Description of the task> Using the data below, work out how many of its lines contain "checker", and give that number with nothing added.

Stored data
● ● ● ● ● ● ●

PR #179, opened 2024-04-08
feat: Add a unified definition system

### LINKED ISSUE #170: Leave a pointer for @guppy-defined functions
Currently the decorator leaves a panicking function behind.
This
```python
@guppy
def my_fn(...) -> ...:
    ...
```
Turns to this (after registering the function in the guppy module)
```python
my_fn = lambda ... : raise GuppyError
```

Ideally, we would leave an object that contains a reference to the module and function name,
so we can use the identifier to extract the relevant node from the compiled hugr.
```python
@guppy(module)
def my_fn(...) -> ...:
    ...

assert my_fn.name == "my_fn"
assert my_fn.module == module
# This still panics
my_fn()
```

### LINKED ISSUE #175: Unify definitions
Currently, the `Globals` object stores values, parameters, and types in different namespaces. This list will grow further, once we add external constants etc. Also, they are only identified by name which is not ideal (in particular, instance methods are encoded as `type.func_name`).

Instead we should do the following:

* Add a `Definition` ABC with subclasses `TypeDef`, `FuncDef`, `FuncDecl`, `CustomFuncDef`, ...
* Each definition has a `DefId` that uniquely identifies it across modules
* `Globals` holds a single `dict[str, Definition]` together with a class member lookup `dict[TypeDef, dict[str, Definition]]`

mark-koch:
* Adds a new `Definition` ABC for all user-defined things on module-level. Currently, these are functions, types, and type vars.
* All definition related files are moved to the submodule `guppylang.definition`
* Definitions are identified by a globally unique id instead of their name. The `Globals` container is restructured accordingly.
* The `int(x)`, `bool(x)`, `qubit()`, etc. functions are replaced with calls to the `__new__` constructor of the type.
* The module compilation code is greatly simplified by:
   -  Adding ABCs for the compilation actions: `ParsableDef -> CheckableDef -> CompilableDef -> CompiledDef`
   - Adding type aliases for compilation stages: `RawDef < ParsedDef < CheckedDef < CompiledDef`

Closes #175 and also closes #170 (as a drive-by)


guppylang/definition/function.py
mark-koch, line 1: This file was mostly copied from `guppylang/checker/func_checker.py` and `guppylang/compiler/func_compiler.py`

guppylang/prelude/builtins.py
mark-koch, line 1: Here, we replace the old `bool(x)`, `int(x)` etc functions with a `__new__(x)` constructor

guppylang/definition/function.py
```diff
@@ -0,0 +1,147 @@
...
+@dataclass(frozen=True)
+class RawFunctionDef(ParsableDef):
+    """A raw function definition provided by the user.
+
+    The raw definition stores exactly what the user has written (i.e. the AST), without
+    any additional checking or parsing. Furthermore, we store the values of the Python
+    variables in scope at the point of definition.
+    """
+
+    defined_at: ast.FunctionDef
```
mark-koch, line 29: A thought: Maybe we should store a reference to the actual Python function and do the AST generation in `parse()` instead? I think this would fit better with traditional compiler lingo?

guppylang/definition/common.py
```diff
@@ -0,0 +1,118 @@
...
+    name: str
+    defined_at: ast.FunctionDef | None
+
+    @property
+    @abstractmethod
+    def description(self) -> str:
+        """ """
+
+
+class ParsableDef(Definition, ABC):
```
croyzor, line 58: I'm not sure what the point is of inheriting `Definition, ABC` since `Definition` already inherits `ABC`?

guppylang/definition/common.py
```diff
@@ -0,0 +1,118 @@
...
+
+class CompilableDef(Definition, ABC):
+    """Abstract base class for definitions that still need to be compiled to Hugr.
+
+    The result of compilation should be a `CompiledDef` with a pointer to the Hugr node
+    that was created for this definition.
+    """
+
+    @abstractmethod
+    def compile(self, graph: Hugr, parent: Node) -> "CompiledDef":
```
croyzor, line 99: Is there something more instructive we can call `compile` and `compile_contents`? `compile_decl` and `compile_def`? Or `compile_outer` and `compile_inner`?

guppylang/definition/function.py
mark-koch: Mhm you mean "dereferencing" in terms of looking up the source code?

The parsed `ast.FunctionDef` is an AST. There is no way to go back to a callable function from this. At the moment, we're just throwing away the Python function.

I agree, the current version works. However, I think it could be nicer to do the actual parsing in the function called `parse` instead of doing it earlier in the `@guppy` decorator?

guppylang/definition/common.py
mark-koch: Fixed

guppylang/definition/common.py
mark-koch: Done

guppylang/definition/function.py
mark-koch: I implemented this in #181. I have to admit it's a bit unclean for nested function definitions. What do you think?

guppylang/prelude/_internal.py
```diff
@@ -271,14 +269,15 @@ def compile(self, args: list[OutPortV]) -> list[OutPortV]:
             float_value(0.0), get_type(self.node), self.dfg.node
         )
         zero = self.graph.add_load_constant(zero_const.out_port(0), self.dfg.node)
-        return Float.__ne__.compile_call(
+        [out] = Float.__ne__.compile_call(
```
croyzor, line 272: Why are this and `Float.__truediv__` now returning lists?

guppylang/checker/cfg_checker.py
```diff
@@ -131,7 +131,7 @@ def check_bb(
     if bb == cfg.entry_bb:
         assert len(bb.predecessors) == 0
         for x, use in bb.vars.used.items():
-            if x not in cfg.ass_before[bb] and x not in globals.values:
+            if x not in cfg.ass_before[bb] and x not in globals:
```
croyzor, line 134: I can't see any changes in the `cfg` directory, which makes me think that `ass_before` still has values in `DefAssignmentDomain == set[str]` rather than the `DefId` which is indexing `globals`?

guppylang/prelude/_internal.py
mark-koch: They also returned a list before, but the issue is that mypy can no longer infer this.

The problem is that `Float` now defines a decorated `__new__` method which throws off mypy, so it can only infer `Float: Any` and thus `Float.__ne__: Any` and `Float.__ne__.compile_call: Any`. By explicitly matching on the list, we can trick mypy into still accepting the code.

Generally, I think that refering back to methods defined on `Float` in this way is more of a hack and not ideal. Once module linking works properly, we can hopefully replace this with a regular Guppy function instead of this hacky `CustomCallCompiler`

guppylang/module.py
```diff
@@ -93,184 +95,129 @@ def load(self, m: Union[ModuleType, "GuppyModule"]) -> None:
...
+    ) -> dict[DefId, CheckedDef]:
+        """Helper method to parse and check raw definitions."""
+        raw_globals = globals | Globals(raw_defs, {}, {}, {})
+        parsed = {
+            defn.id: defn.parse(raw_globals) if isinstance(defn, ParsableDef) else defn
+            for defn in raw_defs.values()
+        }
+        parsed_globals = globals | Globals(parsed, {}, {}, {})
+        return {
+            defn.id: (
```
croyzor, line 158: It seems a bit of a code smell that we only use the values here - it seems we have a dictionary where all of the values contain their key

guppylang/definition/custom.py
```diff
@@ -1,129 +1,145 @@
...
-        if self._ty is None:
+        # TODO: This should be raised during checking, not compilation!
+        if not self.higher_order_value:
             raise GuppyError(
                 "This function does not support usage in a higher-order context",
                 node,
             )
 
-        if self._ty.parametrized:
+        if self.ty.parametrized:
```
croyzor, line 142: I'm not sure where this `self.ty` is getting set

guppylang/definition/function.py
```diff
@@ -0,0 +1,175 @@
...
+        dfg: DFContainer,
+        graph: Hugr,
+        globals: CompiledGlobals,
+        node: AstNode,
+    ) -> list[OutPortV]:
+        """Compiles a call to the function."""
+        # TODO: Hugr should probably allow us to pass type args to `Call`, so we can
+        #   avoid loading the function to manually add a `TypeApply`
+        if type_args:
+            func = graph.add_load_constant(self.hugr_node.out_port(0), dfg.node)
```
croyzor, line 152: This could be `self.load`

guppylang/compiler/expr_compiler.py
```diff
@@ -178,8 +180,8 @@ def visit_LocalCall(self, node: LocalCall) -> OutPortV:
         return self._pack_returns(rets)
 
     def visit_GlobalCall(self, node: GlobalCall) -> OutPortV:
-        func = self.globals[node.func.name]
-        assert isinstance(func, CompiledFunction)
+        func = self.globals[node.def_id]
```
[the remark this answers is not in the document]
croyzor: No it shouldn't!

guppylang/checker/core.py
```diff
@@ -34,109 +33,112 @@
...
     def __or__(self, other: "Globals") -> "Globals":
+        impls = {
+            def_id: self.impls.get(def_id, {}) | other.impls.get(def_id, {})
+            for def_id in self.impls.keys() | other.impls.keys()
+        }
         return Globals(
-            self.values | other.values,
-            self.type_defs | other.type_defs,
-            self.param_vars | other.param_vars,
+            {**self.defs, **other.defs},
```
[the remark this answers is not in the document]
mark-koch: Morally yes, but `Globals.defs` is an immutable mapping (since it has to be covariant), which doesn't support `|`

guppylang/checker/expr_checker.py
```diff
@@ -315,10 +316,20 @@ def visit_Name(self, node: ast.Name) -> tuple[ast.Name, Type]:
...
-            value = self.ctx.globals.values[x]
-            return with_loc(node, GlobalName(id=x, value=value)), value.ty
+        elif x in self.ctx.globals:
+            # Look-up what kind of definition it is
+            match self.ctx.globals[x]:
+                case ValueDef() as defn:
+                    return with_loc(node, GlobalName(id=x, def_id=defn.id)), defn.ty
+                # For types, we return their `__new__` constructor
+                case TypeDef() as defn if constr := self.ctx.globals.get_instance_func(
+                    defn, "__new__"
```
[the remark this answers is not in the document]
mark-koch: There is also `int(x)` which takes everthing that implements `__int__`, same for `float(x)` and `bool(x)`.

Before, these were defined as functions, but now the names is already taken by the type.

Python handles this in the same way: `int` is a class/type and "calling" a class executes the constructor

guppylang/definition/custom.py
mark-koch: It is set while parsing the `RawCustomFunctionDef`:

https://github.com/CQCL/guppylang/blob/05c5724962e6a5841ec2caf3f688ed9fbdad0808/guppylang/definition/custom.py#L69-L82

guppylang/checker/expr_checker.py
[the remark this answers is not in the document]
croyzor: Sure, but I'm only worried about the `Qubit` case because adding unnecessary `QAlloc`s (when checking type signatrues for example) will mess up any qubit resource estimates!

However, I'm fairly satisfied we're doing the right thing here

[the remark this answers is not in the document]
mark-koch: Ah I see. Yes, `Name` nodes in types are handled by different code in `tys.parsing`

croyzor (approved):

● ● ● ● ● ● ●

Result below> 5